▸ Work to be completed: If a line in the listing below includes the string "PostedPrices", pull it out.

▸ Exercise materials:

_ _ _ _ _

PR #428, opened 2020-04-12
[R4R] Pricefeed cleanup

### LINKED ISSUE #416: Pricefeed code cleanup
- [ ] Use byte prefix instead of string in `key.go`
- [ ] Remove unused key prefixes
- [ ] Define types for arrays rather than using `[]type` 
- [ ] Use `NewType()` functions instead of direct type instantiation (in `keeper.go` and `markets.go`)
- [ ] Rename `SetCurrentPrices` to `SetCurrentPrice` (this affects other modules, so ideally don't PR this until there aren't a lot of outstanding PRs)

karzak:
Closes #416


x/pricefeed/keeper/keeper.go
```diff
@@ -194,10 +183,10 @@ func (k Keeper) GetCurrentPrice(ctx sdk.Context, marketID string) (types.Current
...
 
 // GetRawPrices fetches the set of all prices posted by oracles for an asset
-func (k Keeper) GetRawPrices(ctx sdk.Context, marketID string) []types.PostedPrice {
+func (k Keeper) GetRawPrices(ctx sdk.Context, marketID string) types.PostedPrices {
 	store := ctx.KVStore(k.key)
-	bz := store.Get([]byte(types.RawPriceFeedPrefix + marketID))
-	var prices []types.PostedPrice
+	bz := store.Get(types.RawPriceKey(marketID))
+	var prices types.PostedPrices
 	k.cdc.MustUnmarshalBinaryBare(bz, &prices)
```
fedekunze, line 190: nit, this will panic if it fails. I'd use `UnmarshalBinaryBare` instead

x/pricefeed/types/market.go
```diff
@@ -68,6 +89,15 @@ Price: %s
 Expiry: %s`, pp.MarketID, pp.OracleAddress, pp.Price, pp.Expiry))
```
fedekunze, line 89: I'd use yaml for strings:

```go
func (pp PostedPrice) String() string {
	out, _ := yaml.Marshal(pp)
	return string(out)
}
```

fedekunze: same for other types

x/pricefeed/keeper/keeper.go
fedekunze: also check for `len(bz) == 0` in case the PostedPrices are not found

_ _ _ _ _

▸ Solution to the problem:
+func (k Keeper) GetRawPrices(ctx sdk.Context, marketID string) types.PostedPrices {
+	var prices types.PostedPrices
fedekunze: also check for `len(bz) == 0` in case the PostedPrices are not found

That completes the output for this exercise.